##### Given records #####
Issue #378, opened 2018-04-04
Anchors do not work inside the Modal component


thgreasi:
That's probablt because of `utils.stopEvent()` also doing a `preventDefault()` before `stopPropagation`
See: https://github.com/resin-io-modules/rendition/blob/master/src/components/Modal.tsx#L119
See: https://www.flowdock.com/app/rulemotion/resin-frontend/threads/QxsM0RLkhpgoA2-O_Qd7MZPdrVT

PR #379, opened 2018-04-04
Modal: Fix anchors inside modals

thgreasi:
Tried this in the 2FA & device tag nested modals.

Resolves: #378 
Change-Type: patch
---- Autogenerated Waffleboard Connection: Connects to #378


src/components/Modal.tsx
```diff
@@ -116,7 +115,10 @@ class Modal extends React.Component<ModalProps, any> {
 			>
 				<ModalBackdrop z={8888} bg="rgba(0,0,0,0.4)" top right bottom left />
 				<ModalSizer>
-					<ModalPanel w={w || width || DEFAULT_MODAL_WIDTH} onClick={stopEvent}>
+					<ModalPanel
+						w={w || width || DEFAULT_MODAL_WIDTH}
+						onClick={(e: Event) => e.stopPropagation()}
```
pimterry: It'd be nice to avoid arrow functions in render. Some background here: https://medium.freecodecamp.org/why-arrow-functions-and-bind-in-reacts-render-are-problematic-f1c08b060e36.

Not a big deal, but since we might want to do this in lots of places, imo it'd be slightly better to avoid this and simplify things with a single `stopPropagation` function in util, and just use that everywhere.

Issue #283, opened 2018-01-05
Create a Form component that can generate forms from a json schema


LucianBuzzo:
We can use `react-json-schema` and utilise the ability to override the default fields and widgets, replacing them with rendition fields https://github.com/mozilla-services/react-jsonschema-form#customizing-the-default-fields-and-widgets

LucianBuzzo:
This means we need to provide overrides for the following default fields:

- [ ] ArrayField
- [ ] BooleanField
- [ ] DescriptionField
- [ ] NumberField
- [ ] ObjectField
- [ ] SchemaField
- [ ] StringField
- [ ] TitleField
- [ ] UnsupportedField

And the following default widgets:

- [ ] BaseInput
- [ ] PasswordWidget
- [ ] RadioWidget
- [ ] UpDownWidget
- [ ] RangeWidget
- [ ] SelectWidget
- [ ] TextWidget
- [ ] DateWidget
- [ ] DateTimeWidget
- [ ] AltDateWidget
- [ ] AltDateTimeWidget
- [ ] EmailWidget
- [ ] URLWidget
- [ ] TextareaWidget
- [ ] HiddenWidget
- [ ] ColorWidget
- [ ] FileWidget
- [ ] CheckboxWidget
- [ ] CheckboxesWidget

PR #386, opened 2018-04-16
[Beta] Add Form component for generating forms from JSON schemas

LucianBuzzo:
Add Form component for generating forms from JSON schemas

Connects to #283

change-type: minor

screen shot 2018-04-20 at 12 13 10


thgreasi:
Is it expected that the storyboard errors?
```
Element type is invalid: expected a string (for built-in components) or a class/function (for composite components) but got: undefined. You likely forgot to export your component from the file it's defined in, or you might have mixed up default and named imports. Check the render method of `FormDemo`.
Invariant Violation: Element type is invalid: expected a string (for built-in components) or a class/function (for composite components) but got: undefined. You likely forgot to export your component from the file it's defined in, or you might have mixed up default and named imports.

Check the render method of `FormDemo`.
    at invariant (http://localhost:6006/static/preview.bundle.js:8833:15)
    at throwOnInvalidElementType (http://localhost:6006/static/preview.bundle.js:42646:3)
    at createFiberFromElement (http://localhost:6006/static/preview.bundle.js:42617:13)
    at reconcileSingleElement (http://localhost:6006/static/preview.bundle.js:45298:23)
    at reconcileChildFibers (http://localhost:6006/static/preview.bundle.js:45354:35)
    at reconcileChildrenAtExpirationTime (http://localhost:6006/static/preview.bundle.js:45484:30)
    at reconcileChildren (http://localhost:6006/static/preview.bundle.js:45475:5)
    at updateHostComponent (http://localhost:6006/static/preview.bundle.js:45783:5)
    at beginWork (http://localhost:6006/static/preview.bundle.js:46226:16)
    at performUnitOfWork (http://localhost:6006/static/preview.bundle.js:49054:16)
```

src/components/Form/index.tsx
```diff
@@ -0,0 +1,70 @@
...
+		console.log('FORMDATA', formData);
+
+		this.setState({ formData }, () => {
+			if (this.props.onChange) {
+				this.props.onChange(formData);
+			}
+		});
+	}
+
+	submit() {
```
thgreasi: NIT: Depending on how render heavy is the `<Form>` component, you might want to consider changing this to `submit = () => {/*...*/}` (instead of using `.bind()`) and the respective property can then be `onSubmit={this.submit}`, which will cause less re-renders due to property change.

src/components/Form/index.tsx
```diff
@@ -0,0 +1,70 @@
...
+
+		this.change = this.change.bind(this);
+	}
+
+	change(target: string, value: any) {
+		console.log(target, value);
+		const { formData } = this.state;
+		set(formData, target, value);
+
+		console.log('FORMDATA', formData);
```
thgreasi: `console.log` :police_car:

src/components/Form/index.tsx
```diff
@@ -0,0 +1,70 @@
...
+
+		this.state = {
+			formData: {},
+		};
+
+		this.change = this.change.bind(this);
+	}
+
+	change(target: string, value: any) {
+		console.log(target, value);
```
thgreasi: `console.log` :police_car:

src/components/Form/index.tsx
```diff
@@ -0,0 +1,70 @@
...
+	}
+
+	submit() {
+		if (this.props.onSubmit) {
+			this.props.onSubmit(this.state.formData);
+		}
+	}
+
+	render() {
+		const { schema, onChange, onSubmit, value, ...props } = this.props;
```
thgreasi: I think that `onSubmit` isn't used.

LucianBuzzo: onSubmit isn't used, but its a neat way to stop the prop getting passed to `FormWrapper`

thgreasi:
Something really weird is happening:
peek 2018-04-20 19-32
:alien: :satellite: ?

LucianBuzzo:
@thgreasi Looks like some kind of `setState` race condition, I'll investigate further

LucianBuzzo:
@thgreasi The issue is resolved :+1:

README.md
```diff
@@ -36,6 +36,14 @@ Wrap your application in the `<Provider>` component so that child components can
 
 All components support [styled-system][styled-system] attributes, allowing you to use `fontSize`, `color`, `px` etc.
 
+## Unstable/Beta components
+
+Some components in the [storybook](https://resin-io-modules.github.io/rendition)
+are marked with a `[beta]` label. These components are experimental and still
+under development. They should not be used in a production application.
```
thgreasi: If-you-are-in-the-mood: could also mention that their API might change w/o notice.

__tests__/components/Form.spec.js
```diff
@@ -0,0 +1,153 @@
...
+        <Provider>
+          <Form schema={schema} onChange={callback} />
+        </Provider>
+      )
+
+      const input = component.find('input')
+      input.simulate('change', { target: { value } })
+      component.update()
+
+      setTimeout(() => {
```
thgreasi: If-you-are-in-the-mood: maybe we could use a since `waitForComponentUpdate` (or something) that could
* call `component.update()`
* call `setTimeout` and return a promise (or use Bluebird's `Promise.delay()`)

Additionally this could let us drop the `done()` calls (since we will be returning the promise instead form within the `it()`) and maybe in the future even let use `await` :)

src/stories/Form.js
```diff
@@ -0,0 +1,110 @@
...
+          <Txt monospace>
+            <pre>{JSON.stringify(this.state.formData, null, 4)}</pre>
+          </Txt>
+        </Box>
+      </Flex>
+    )
+  }
+}
+
+storiesOf('[beta] Form', module)
```
thgreasi: If-you-are-in-the-mood: How about moving the `[beta]` past to the end so that the it doesn't look like a mis-ordering in the stories menu
image

Or someone could argue about a whole different ordering for all the beta components (eg last), but probably doesn't worth it.

src/unstable/components/Form/FieldTemplate.tsx
```diff
@@ -0,0 +1,56 @@
...
+	}
+	return (
+		<LabelElement className="control-label" htmlFor={id}>
+			{label}
+			{required && <span className="required">{REQUIRED_FIELD_SYMBOL}</span>}
+		</LabelElement>
+	);
+};
+
+const FieldTemplate = (props: any) => {
```
thgreasi: How about typing those two `any`s?
Seems straightforward.

src/unstable/components/Form/FieldTemplate.tsx
```diff
@@ -0,0 +1,56 @@
...
+		children,
+		errors,
+		help,
+		description,
+		hidden = false,
+		required = false,
+		displayLabel = true,
+	} = props;
+	if (hidden) {
+		return children;
```
thgreasi: I would expect that `hidden` would mean `return null` :confused: 
Would using something like `noLabel` make more sense (or maybe I'm missing something).

src/stories/Form.js
```diff
@@ -0,0 +1,110 @@
...
+      title: 'National Pokedex Number',
+      type: 'number'
+    },
+    caught: {
+      type: 'boolean'
+    },
+    first_seen: {
+      title: 'First seen',
+      type: 'string',
+      format: 'date-time'
```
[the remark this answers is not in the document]
LucianBuzzo: I'll address this in a future PR once this is merged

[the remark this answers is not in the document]
thgreasi: I guess that's fine, since the component is beta :)
Just open an issue or leave a comment so that we don't forget this.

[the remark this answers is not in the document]
LucianBuzzo: I'll go back through and open issues once this PR is merged

src/unstable/components/Form/FieldTemplate.tsx
LucianBuzzo: These are the props passed to the component by `react-jsonschema-form`, so we can't change them. I actually lifted this component from the module's source  https://github.com/mozilla-services/react-jsonschema-form/blob/master/src/components/fields/SchemaField.js#L97

src/unstable/components/Form/index.tsx
```diff
@@ -0,0 +1,91 @@
...
+
+	componentWillReceiveProps(nextProps: FormProps) {
+		if (!isEqual(this.props.value, nextProps.value)) {
+			this.setState({
+				value: nextProps.value,
+			});
+		}
+	}
+
+	change = (data: any) => {
```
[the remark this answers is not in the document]
LucianBuzzo: I can type it by using this https://github.com/DefinitelyTyped/DefinitelyTyped/blob/master/types/react-jsonschema-form/index.d.ts#L171

typings/rendition.d.ts
```diff
@@ -595,3 +595,22 @@ declare module 'rendition' {
...
+declare module 'rendition/dist/unstable' {
+	import { JSONSchema6 } from 'json-schema';
+	import { Component } from 'react';
+	import { UiSchema } from 'react-jsonschema-form';
+	import { BoxProps, RenderableElementWithProps } from 'rendition';
+
+	interface FormProps extends BoxProps {
+		schema: JSONSchema6;
+		submitButtonText?: string;
+		hideSubmitButton?: boolean;
```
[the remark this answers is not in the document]
LucianBuzzo: I gave this some though and I prefer this being a bit verbose.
#####
## Work instruction
Both the line containing "pimterry: It'd be" and the line containing "Create a Form" belong in the answer. Print them and every line above that falls between them exactly, and no others.

## Answer to this task
pimterry: It'd be nice to avoid arrow functions in render. Some background here: https://medium.freecodecamp.org/why-arrow-functions-and-bind-in-reacts-render-are-problematic-f1c08b060e36.

Not a big deal, but since we might want to do this in lots of places, imo it'd be slightly better to avoid this and simplify things with a single `stopPropagation` function in util, and just use that everywhere.

Issue #283, opened 2018-01-05
Create a Form component that can generate forms from a json schema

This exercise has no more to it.